Culture

How To Watch A Rom-Com In 2019

Our favourite guilty pleasure has had a progressive makeover – and the result is exactly the escapism we need right now.

By Kate Leaver

Culture

Our favourite guilty pleasure has had a progressive makeover – and the result is exactly the escapism we need right now.

By Kate Leaver

Julia Roberts tries to sabotage her best mate’s relationship, and claim the groom for herself, in My Best Friend’s Wedding. Meg Ryan hires an investigator, and hacks police records to track down Tom Hanks in Sleepless in Seattle. Andrew Lincoln hordes footage of Keira Knightley, and then betrays his best friend, to declare his love for her in Love Actually. Sandra Bullock literally pretends to be in a relationship with a man in a coma, while she falls for his brother, in While You Were Sleeping. And John Cusack essentially stalks the woman he wants in Say Anything.
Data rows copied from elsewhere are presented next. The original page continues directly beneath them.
PR #294, opened 2026-08-12
cocoa: avoid client pixel-store stack for bitmap fonts

drewwoods:
Apple's OpenGL compatibility implementation handles explicit pixel-store queries and restores substantially more cheaply than `glPushClientAttrib(GL_CLIENT_PIXEL_STORE_BIT)`.

See [bitmap-font-state-bench](https://github.com/drewwoods/freeglut/tree/bitmap-font-state-bench/progs/demos/bitmap_bench) for the benchmark code and detailed results.  Note the benchmark and report was generated by Claude Opus 5.0, but **verified**.

This was noticed when rendering ~1000 glyphs took ~2ms when using `glutBitmapChar()`

The overhead is mainly due to the state management performed per glyph. `glutBitmapString()` amortizes this overhead, so for typical-length strings the runtime is dominated by bitmap rasterization. 

Performance is trashed by larger glyphs for reasons unknown.

```
 Cost per glutBitmapCharacter (in situ), Apple GL / Cocoa:
                  clientattrib   getset
   8x13               1885 ns    492 ns    3.8x
   9x15               1950 ns    529 ns    3.7x
   tr10               1875 ns    459 ns    4.1x
   hel10              1889 ns    461 ns    4.1x
   hel12              1900 ns    492 ns    3.9x
   hel18             27400 ns  28000 ns    1.0x
   tr24              66500 ns  67600 ns    1.0x
```

### DIFF
--- a/src/fg_font.c
+++ b/src/fg_font.c
@@ -92,7 +92,12 @@ void FGAPIENTRY glutBitmapCharacter( void* fontID, int character )
     /* Find the character we want to draw */
     face = font->Characters[ character ];
 
-#ifdef GL_VERSION_1_1
+    /*
+     * Apple's OpenGL compatibility implementation handles the explicit
+     * pixel-store queries/restores below much more cheaply than its client
+     * attribute stack.  Only the six values changed here need preserving.
+     */
+#if defined(GL_VERSION_1_1) && !TARGET_HOST_MACOS_COCOA
     glPushClientAttrib( GL_CLIENT_PIXEL_STORE_BIT );
 #else
 	{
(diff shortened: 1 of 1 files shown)


drewwoods:
I'll rerun these -- the micro benchmarks are giving me state management overheads, not per glyph costs with the two different state management techniques.  OpenGL state management overheads are very operation specific, so testing in isolation is kind of meaningless

...Done

src/fg_font.c
```diff
@@ -92,7 +92,25 @@ void FGAPIENTRY glutBitmapCharacter( void* fontID, int character )
...
-#ifdef GL_VERSION_1_1
+    /*
+     * Apple's OpenGL compatibility implementation handles the explicit
+     * pixel-store queries/restores below much more cheaply than its client
+     * attribute stack.  Verified this also helps the XQuartz path on macOS.
+     *
+     * See https://github.com/drewwoods/freeglut/tree/bitmap-font-state-bench
+     * for benchmark code and detailed results.
+     *
+     * Cost per glutBitmapCharacter (in situ), Apple GL / Cocoa:
```
jtsiomb: Including the actual benchmarks in this comment is I think a bit too much. Put them in the commit message if you want the documentation to persist, but keep the comment short: apple's blah blah sucks, so we won't use push attrib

It’s fair to say that the classics of the romantic comedy genre relied on some pretty problematic storylines to lure us into the cinema. The gender dynamics are troubling. The glorification of creepy behaviour, dressed up as romance, is toxic. The concept of a healthy relationship is deeply flawed. These films probably taught at least a generation of us that a grand romantic gesture, preferably one that infringes a woman’s freedom or right to privacy, is a pre-requisite for love. It’s a certified mess.